▸ **Problem requirements**
Write out all the data again, exactly.

[Opening Input material section]

PR #1392, opened 2024-05-28
feat(isobot): add locking/cloning functionalities

seaerchin:
## Problem
We want to shift locking/unlocking functionality into a slack bot because using the form is unwieldy. This is because we have to log into form sg -> otp -> find form -> otp again. 

## Solution
- just shift related APIs/endpoint into a slackbot endpoint. copied stuff as-is from the existing form repair service so there shouldn't be too much differences
- not quite sure if it's safe to set `error.cause` in `unlock` for `mutex-utils`. as is, the current return from `unlock` is pretty useless

### DIFF
--- a/support/routes/v2/isobot/index.ts
+++ b/support/routes/v2/isobot/index.ts
@@ -4,7 +4,6 @@ import {
   Middleware,
   SlackCommandMiddlewareArgs,
 } from "@slack/bolt"
-import { RequestHandler } from "express"
 import { okAsync } from "neverthrow"
 
 import { repairService } from "@common/index"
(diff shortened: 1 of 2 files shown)


support/routes/v2/isobot/index.ts
```diff
@@ -16,11 +23,37 @@ const token = config.get("slackbot.token")
 const botReceiver = new ExpressReceiver({ signingSecret, endpoints: "/" })
 export const isobotRouter = botReceiver.router
 
+// TODO: add slack ids of isomer user
+const ISOMER_USERS_ID = ["U01HTSFC0RY"]
```
harishv7, line 27: should we be hardcoding this? Or fetch it dynamically? Else every member movement in team will require a change

An alternative I can think of is to fetch members of the `isomer-team` and then check if the user is within this team. I believe the team will be more permanent than a user id

support/routes/v2/isobot/index.ts
```diff
@@ -45,3 +78,112 @@ bot.command("/siteup", async ({ payload, respond, ack }) => {
...
 })
+
+bot.command(
+  "/clone",
+  validateIsomerUser,
+  async ({ command, ack, respond, payload, client }) => {
+    await ack()
+
+    const HELP_TEXT =
+      "Usage: `/clone <github_repo_name>`. Take note that this locks the repo for 15 minutes by default. To bypass this behaviour, add `-n` at the end of the command"
```
harishv7, line 89: us clone the right term? we usually refer to it as a repair?

support/routes/v2/isobot/index.ts
```diff
@@ -45,3 +78,112 @@ bot.command("/siteup", async ({ payload, respond, ack }) => {
...
+)
+
+bot.command(
+  "/lock",
+  validateIsomerUser,
+  async ({ command, ack, respond, payload, client }) => {
+    await ack()
+
+    const HELP_TEXT =
+      "Usage: `/lock <github_repo_name> -d <duration_in_minutes>`. Take note that this locks the repo for 15 minutes by default if `-d` is not specified"
```
harishv7, line 128: should d also have a max time? what if someone puts in an accidental 10000000 mins or something?

support/routes/v2/isobot/index.ts
seaerchin: the repair does a `lock -> clone -> unlock` under the hood!

support/routes/v2/isobot/index.ts
seaerchin: ok this sounds good to me, i'll make this change!

support/routes/v2/isobot/index.ts
seaerchin: makes sense, will make this change

support/routes/v2/isobot/index.ts
harishv7: correct, hence the 3-step process is called `repair`

PR #1402, opened 2024-06-03
chore: update deps

seaerchin:
## Problem
We have an outdated `dompurify` dependency which exposes us to template injection

## Solution
update `isomorphic-dompurify` to 2.x. This drops MSIE support and changes the way they detect server/web env but i don't think it's applicable to us

## Tests 
- [ ] go into any repo
- [ ] update some content
- [ ] click save
- [ ] the save should be successful

### DIFF
--- a/package.json
+++ b/package.json
@@ -73,7 +73,7 @@
     "hot-shots": "^10.0.0",
     "http-errors": "~1.8.0",
     "is-svg": "^4.4.0",
-    "isomorphic-dompurify": "^0.27.0",
+    "isomorphic-dompurify": "^2.0.0",
     "isomorphic-git": "^1.25.10",
     "joi": "^17.13.1",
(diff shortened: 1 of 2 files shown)


package.json
```diff
@@ -73,7 +73,7 @@
     "hot-shots": "^10.0.0",
     "http-errors": "~1.8.0",
     "is-svg": "^4.4.0",
-    "isomorphic-dompurify": "^0.27.0",
+    "isomorphic-dompurify": "^2.0.0",
```
harishv7, line 76: seems to be 2 major versions ahead, any breaking changes?

harishv7 (approved):
approved with a comment on any breaking changes

package.json
seaerchin: Idt it affects us tbh

PR #1449, opened 2024-09-24
chore: add datadog test action

seaerchin:
## Problem
we want to have visibility on our tests on datadog.

## Solution
1. use dd test visibility action to forward to dd
2. add the action right before the test step as per their docs to avoid interference with the tracers

### DIFF
--- a/.github/workflows/ci.yml
+++ b/.github/workflows/ci.yml
@@ -86,8 +86,19 @@ jobs:
           path: ~/.npm
           key: ${{ runner.OS }}-node-${{ hashFiles('**/package-lock.json') }}
       - run: npm ci
-      - run: npm run test:docker
-      - run: . .env.test && npx jest --runInBand
+      - run: npm run test:docker      
+      - name: Configure Datadog Test Visibility
+        env:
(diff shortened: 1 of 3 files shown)


.github/workflows/ci.yml
```diff
@@ -86,7 +86,15 @@ jobs:
...
+      - run: npm run test:docker      
+      - name: Configure Datadog Test Visibility
+        env:
+          DD_API_KEY: ${{ secrets.DD_API_KEY }}
+        uses: datadog/test-visibility-github-action@v1
+        with:
+          languages: js
+          service: isomer
+          api_key: ${{ secrets.DD_API_KEY }}
       - run: . .env.test && npx jest --runInBand
```
karrui, line 98: need to add the `NODE_OPTIONS` env var to the test step so dd agent can inject itself

```
  env:
    NODE_OPTIONS: -r ${{ env.DD_TRACE_PACKAGE }}
```

seaerchin: added

karrui (approved):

[Closing Input material section]

▸ **Answer box**
PR #1392, opened 2024-05-28
feat(isobot): add locking/cloning functionalities

seaerchin:
## Problem
We want to shift locking/unlocking functionality into a slack bot because using the form is unwieldy. This is because we have to log into form sg -> otp -> find form -> otp again. 

## Solution
- just shift related APIs/endpoint into a slackbot endpoint. copied stuff as-is from the existing form repair service so there shouldn't be too much differences
- not quite sure if it's safe to set `error.cause` in `unlock` for `mutex-utils`. as is, the current return from `unlock` is pretty useless

### DIFF
--- a/support/routes/v2/isobot/index.ts
+++ b/support/routes/v2/isobot/index.ts
@@ -4,7 +4,6 @@ import {
   Middleware,
   SlackCommandMiddlewareArgs,
 } from "@slack/bolt"
-import { RequestHandler } from "express"
 import { okAsync } from "neverthrow"
 
 import { repairService } from "@common/index"
(diff shortened: 1 of 2 files shown)


support/routes/v2/isobot/index.ts
```diff
@@ -16,11 +23,37 @@ const token = config.get("slackbot.token")
 const botReceiver = new ExpressReceiver({ signingSecret, endpoints: "/" })
 export const isobotRouter = botReceiver.router
 
+// TODO: add slack ids of isomer user
+const ISOMER_USERS_ID = ["U01HTSFC0RY"]
```
harishv7, line 27: should we be hardcoding this? Or fetch it dynamically? Else every member movement in team will require a change

An alternative I can think of is to fetch members of the `isomer-team` and then check if the user is within this team. I believe the team will be more permanent than a user id

support/routes/v2/isobot/index.ts
```diff
@@ -45,3 +78,112 @@ bot.command("/siteup", async ({ payload, respond, ack }) => {
...
 })
+
+bot.command(
+  "/clone",
+  validateIsomerUser,
+  async ({ command, ack, respond, payload, client }) => {
+    await ack()
+
+    const HELP_TEXT =
+      "Usage: `/clone <github_repo_name>`. Take note that this locks the repo for 15 minutes by default. To bypass this behaviour, add `-n` at the end of the command"
```
harishv7, line 89: us clone the right term? we usually refer to it as a repair?

support/routes/v2/isobot/index.ts
```diff
@@ -45,3 +78,112 @@ bot.command("/siteup", async ({ payload, respond, ack }) => {
...
+)
+
+bot.command(
+  "/lock",
+  validateIsomerUser,
+  async ({ command, ack, respond, payload, client }) => {
+    await ack()
+
+    const HELP_TEXT =
+      "Usage: `/lock <github_repo_name> -d <duration_in_minutes>`. Take note that this locks the repo for 15 minutes by default if `-d` is not specified"
```
harishv7, line 128: should d also have a max time? what if someone puts in an accidental 10000000 mins or something?

support/routes/v2/isobot/index.ts
seaerchin: the repair does a `lock -> clone -> unlock` under the hood!

support/routes/v2/isobot/index.ts
seaerchin: ok this sounds good to me, i'll make this change!

support/routes/v2/isobot/index.ts
seaerchin: makes sense, will make this change

support/routes/v2/isobot/index.ts
harishv7: correct, hence the 3-step process is called `repair`

PR #1402, opened 2024-06-03
chore: update deps

seaerchin:
## Problem
We have an outdated `dompurify` dependency which exposes us to template injection

## Solution
update `isomorphic-dompurify` to 2.x. This drops MSIE support and changes the way they detect server/web env but i don't think it's applicable to us

## Tests 
- [ ] go into any repo
- [ ] update some content
- [ ] click save
- [ ] the save should be successful

### DIFF
--- a/package.json
+++ b/package.json
@@ -73,7 +73,7 @@
     "hot-shots": "^10.0.0",
     "http-errors": "~1.8.0",
     "is-svg": "^4.4.0",
-    "isomorphic-dompurify": "^0.27.0",
+    "isomorphic-dompurify": "^2.0.0",
     "isomorphic-git": "^1.25.10",
     "joi": "^17.13.1",
(diff shortened: 1 of 2 files shown)


package.json
```diff
@@ -73,7 +73,7 @@
     "hot-shots": "^10.0.0",
     "http-errors": "~1.8.0",
     "is-svg": "^4.4.0",
-    "isomorphic-dompurify": "^0.27.0",
+    "isomorphic-dompurify": "^2.0.0",
```
harishv7, line 76: seems to be 2 major versions ahead, any breaking changes?

harishv7 (approved):
approved with a comment on any breaking changes

package.json
seaerchin: Idt it affects us tbh

PR #1449, opened 2024-09-24
chore: add datadog test action

seaerchin:
## Problem
we want to have visibility on our tests on datadog.

## Solution
1. use dd test visibility action to forward to dd
2. add the action right before the test step as per their docs to avoid interference with the tracers

### DIFF
--- a/.github/workflows/ci.yml
+++ b/.github/workflows/ci.yml
@@ -86,8 +86,19 @@ jobs:
           path: ~/.npm
           key: ${{ runner.OS }}-node-${{ hashFiles('**/package-lock.json') }}
       - run: npm ci
-      - run: npm run test:docker
-      - run: . .env.test && npx jest --runInBand
+      - run: npm run test:docker      
+      - name: Configure Datadog Test Visibility
+        env:
(diff shortened: 1 of 3 files shown)


.github/workflows/ci.yml
```diff
@@ -86,7 +86,15 @@ jobs:
...
+      - run: npm run test:docker      
+      - name: Configure Datadog Test Visibility
+        env:
+          DD_API_KEY: ${{ secrets.DD_API_KEY }}
+        uses: datadog/test-visibility-github-action@v1
+        with:
+          languages: js
+          service: isomer
+          api_key: ${{ secrets.DD_API_KEY }}
       - run: . .env.test && npx jest --runInBand
```
karrui, line 98: need to add the `NODE_OPTIONS` env var to the test step so dd agent can inject itself

```
  env:
    NODE_OPTIONS: -r ${{ env.DD_TRACE_PACKAGE }}
```

seaerchin: added

karrui (approved):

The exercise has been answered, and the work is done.